Is this paper blown product any good for in a workshop , if not is there a company that can spray foam into the stud spacings in the same way .

reason i ask is my workshop is built and all stud 100*50mm walls are lined inside with 18mm mdf on the outside with 12 mm marine ply, the inner lining i dont really want to take down to install foam sheeting, the roof rafters at the moment are still open which i can place foam sheeting into if i choose to ,seeing it a workshop i don't mind seeing the foam infill in the roof space, I had been pondering this idea now for some time when i read this tread, any ideas would be a help. hc


----------



## MikeG. (20 Oct 2009)

Yes Martin, it would be fine. It is a brilliant product.

Mike


----------



## Dibs-h (20 Oct 2009)

Mike Garnham":q361mgb6 said:


> Yes Martin, it would be fine. It is a brilliant product.
> 
> Mike



That product is big in the US\Canada.


----------



## Triggaaar (20 Oct 2009)

Mike Garnham":1ebehgbl said:


> Before you rip the plasterboard off, you could try Warmcell, http://www.excelfibre.com/building/products3.html which is made from recycled newsprint.
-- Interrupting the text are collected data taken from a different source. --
PR #623, opened 2025-02-12
Fix for MLX Model when stop sequence is followed by any chars

g-eoj:
~~Fixes stop sequence removal from model output if there is white space after the stop sequence. Previously, not all stop sequence characters would have been removed.~~

It was possible that any stop sequence could be missed. For example if your stop sequence is `<end_code>` but the model vocab includes `>'`, the model could choose that token and then the stop sequence would be missed. This PR should address all those cases.

### DIFF
--- a/src/smolagents/models.py
+++ b/src/smolagents/models.py
@@ -442,7 +442,7 @@ class MLXModel(Model):
     ... )
     >>> messages = [
     ...     {
-    ...         "role": "user", 
+    ...         "role": "user",
     ...         "content": [
     ...             {"type": "text", "text": "Explain quantum mechanics in simple terms."}
     ...         ]
@@ -477,7 +477,7 @@ class MLXModel(Model):
 
     def _to_message(self, text, tools_to_call_from):
         if tools_to_call_from:
-            # tmp solution for extracting tool JSON without assuming a specific model output format
+            # solution for extracting tool JSON without assuming a specific model output format
             maybe_json = "{" + text.split("{", 1)[-1][::-1].split("}", 1)[-1][::-1] + "}"
             parsed_text = json.loads(maybe_json)
             tool_name = parsed_text.get(self.tool_name_key, None)
@@ -531,8 +531,8 @@ class MLXModel(Model):
             self.last_output_token_count += 1
             text += _.text
             for stop_sequence in prepared_stop_sequences:
-                if text.strip().endswith(stop_sequence):
-                    text = text[: -len(stop_sequence)]
+                if text.rstrip().endswith(stop_sequence):
+                    text = text.rstrip()[: -len(stop_sequence)]
                     return self._to_message(text, tools_to_call_from)
 
         return self._to_message(text, tools_to_call_from)
--- a/src/smolagents/models.py
+++ b/src/smolagents/models.py
@@ -531,7 +531,7 @@ class MLXModel(Model):
             self.last_output_token_count += 1
             text += _.text
             for stop_sequence in prepared_stop_sequences:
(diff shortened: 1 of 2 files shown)


aymeric-roucher (approved):

g-eoj:
Should be easy enough. Sure.

src/smolagents/models.py
```diff
@@ -531,8 +531,9 @@ def __call__(
             self.last_output_token_count += 1
             text += _.text
             for stop_sequence in prepared_stop_sequences:
-                if text.strip().endswith(stop_sequence):
-                    text = text[: -len(stop_sequence)]
+                stop_sequence_start = text.find(stop_sequence)
```
sysradium, line 534: I guess more strictly it should be a `text.rfind(...)` here. 

But the more I think about it, the more concerned I am that this can erroneously stop :/ For example if LLM returns "Answer of: 1 > 4"  it'll consider `>` to be an end. Any ideas how to overcome it?

aymeric-roucher: > "Answer of: 1 > 4" it'll consider > to be an end and chop it off prodcing "Answer: 1 "

Not sure I get your example @sysradium : do you mean that the stop sequence is set to ">" here?

sysradium: @aymeric-roucher correct. I am judging by the unit-test example as well from this PR: https://github.com/huggingface/smolagents/pull/623/files#diff-0adb667cd397bd56edce10eec11e1b10821740a10d72bd148b09645fc9108968R79

So if a stream of messages contains something that looks like a stop sequence but is actually a part of answer, then what to do :|

aymeric-roucher: This behaviour is not an issue @sysradium: stop sequences should be defined like this in a greedy way, whenever the text ends with it, generation stop. That's also how it's generally implemented in transformers.

aymeric-roucher: But indeed the text at present is faulty, the previous was better! Either endswith or rfind are correct.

That's a great find Mike, thanks (I've heard of warmcel, didn't know they also did soundcel). I don't know whether they can pump into walls that already have some insulation, or if that stops it working, but I shall try and find out.


----------



## MikeG. (20 Oct 2009)

Triggaaar":2kr1coqi said:


> I've heard of warmcel, didn't know they also did soundcel



They can easily adjust the density of the product. It is a good sound insulant, (the denser the better there), but is primarily used as a thermal insulation. If the existing insulant fully fills the gap then you may need to drill some extra holes, but it is pumped in at a pretty decent pressure and should push the existing out of the way. 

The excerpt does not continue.